New Methods - Speakers and Presentations
Sunday, October 15, 9:30-10:30 a.m.
"Comparing group effects in logit and probit models"
Presentation outline is available by clicking here.
J. Scott Long , Dr. J. Scott Long, Chancellor's Professor, Departments of Sociology and Statistics, Indiana University
Dr. J. Scott Long's research examines the interplay between women's work and family roles and its implications for physical health; human sexuality and sexual risk-taking in conjunction with The Kinsey Institute; stigma and mental health in a cross-national context; and methods for group comparisons in models with categorical outcomes. He is on the editorial board of Sociological Methodology, Sociological Methods and Research, Structural Equation Modeling and other journals. In 2002, he was awarded the 2002 Paul F. Lazarsfeld Memorial Award for Distinguished Contributions to Sociological Methodology. He is well-known for his contributions in the area of in regression models for categorical dependent variables.
Abstract: "Comparing group effects in logit and probit models"
Presentation outline is available by clicking here.
Abstract: Social scientists are often interested in assessing whether the effect of one variable on another is different in different groups of people.

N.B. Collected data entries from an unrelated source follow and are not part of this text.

PR #129, opened 2017-01-20
Add API to retrieve user's billing active status

kdamara:
Based on the API https://api.slack.com/methods/team.billableInfo

### DIFF
--- a/team.go
+++ b/team.go
@@ -51,7 +51,7 @@ type BillableInfoResponse struct {
 }
 
 type BillingActive struct {
-	BillingActive map[string]bool `json:"billing_active"`
+	BillingActive bool `json:"billing_active"`
 }
 
 // AccessLogParameters contains all the parameters necessary (including the optional ones) for a GetAccessLogs() request
--- a/team.go
+++ b/team.go
@@ -83,7 +83,7 @@ func teamRequest(path string, values url.Values, debug bool) (*TeamResponse, err
 	return response, nil
 }
 
-func billableInfoRequest(path string, values url.Values, debug bool) (*BillableInfoResponse, error) {
+func billableInfoRequest(path string, values url.Values, debug bool) (map[string]BillingActive, error) {
 	response := &BillableInfoResponse{}
 	err := post(path, values, response, debug)
 	if err != nil {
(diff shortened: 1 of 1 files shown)


team.go
```diff
@@ -73,6 +83,20 @@ func teamRequest(path string, values url.Values, debug bool) (*TeamResponse, err
...
+	err := post(path, values, response, debug)
+	if err != nil {
+		return nil, err
+	}
+
+	if !response.Ok {
+		return nil, errors.New(response.Error)
+	}
+
+	return response, nil
```
nlopes: You could do `return response.BillableInfo, nil` here and adjust per below comments.

team.go
```diff
@@ -117,3 +141,31 @@ func (api *Client) GetAccessLogs(params AccessLogParameters) ([]Login, *Paging,
...
 }
 
+// GetBillableInfoForUser returns the billing_active status of a user by ID.
+func (api *Client) GetBillableInfoForUser(user string) (map[string]BillingActive, error) {
+	values := url.Values{
+		"token": {api.config.token},
+		"user": {user},
+	}
+
+	response, err := billableInfoRequest("team.billableInfo", values, api.debug)
```
nlopes: Instead of
```
+	response, err := billableInfoRequest("team.billableInfo", values, api.debug)
 +	if err != nil {
 +		return nil, err
 +	}
 +	return response.BillableInfo, nil
```

You can just do `return billableInfoRequest("team.billableInfo", values, api.debug)` if you adjust according to the previous comment.

team.go
```diff
@@ -117,3 +141,31 @@ func (api *Client) GetAccessLogs(params AccessLogParameters) ([]Login, *Paging,
...
+
+}
+
+// GetBillableInfoForTeam returns the billing_active status of all users on the team.
+func (api *Client) GetBillableInfoForTeam() (map[string]BillingActive, error) {
+	values := url.Values{
+		"token": {api.config.token},
+	}
+
+	response, err := billableInfoRequest("team.billableInfo", values, api.debug)
```
nlopes: Same here.

nlopes:
Hi @kdamara.

Thank you for the contribution!

One of the commits above has a token (hopefully it isn't valid, but still, I'd invalidate that token and rewrite your commit log and re-push)

I've also made a few comments that may simplify the whole PR a bit.

kdamara:
Hi @nlopes,

Thanks for your comments. I'm working on amending the PR, and will have a new one shortly.

Thanks,
Karen

kdamara:
@nlopes I've updated my pull request with your suggested changes. Please review, and once this pull request is merged, I will submit another one with an example. Thank you!

nlopes:
Thanks!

Gender, race, political party, country, economic region, experimental/control, and class are but a few examples where group comparisons of the effects of variables on some outcome are of fundamental importance. Extensions of the Chow (1960) test are often computed to compare groups, but this approach confounds the magnitude of the regression coefficients and the error variances in probit and logit models that assume an underlying latent variable, often yielding invalid conclusions. Indeed, Allison (1999) shows that these standard tests confound the magnitude of the regression coefficients and the variance of the error. Allison proposes a test that removes the effect of residual variation, but this test requires auxiliary information that is often unavailable. As an alternative, this talk proposes methods of group comparison based on predicted probabilities which can be applied to logit, probit and other types of regression models. We illustrate how this new method can be used and will describe software that we have developed to implement the approach.
Selected Publications:
Cheng, S. and J.S. Long, (forthcoming) Assessing measures of IIA for the multinomial logit model. Sociological Methods and Research.
Long, J. S. & Freese, J. (2005). Regression models for categorical dependent variables using Stata 2nd Edition. College Station TX: Stata Press.
Xu, J. and J.S. Long, 2005, Confidence intervals for predicted outcomes in regression models for categorical outcomes. The Stata Journal 5: 537-559.
Long, J. S. & Cheng, S. (2005). Regression Models for Categorical Outcomes. In Melissa Hardy and Alan Bryman (editors), Handbook of Data Analysis, Sage Publications.
Long, J. Scott. ( 1997). Regression models for categorical and limited dependent variables. Advanced Quantitative Techniques in the Social Sciences, Volume 7. Thousand Oaks CA: Sage Publications.
Bollen, K, & Long, J. S. (1993). Testing structural equation models. Newbury Park: Sage.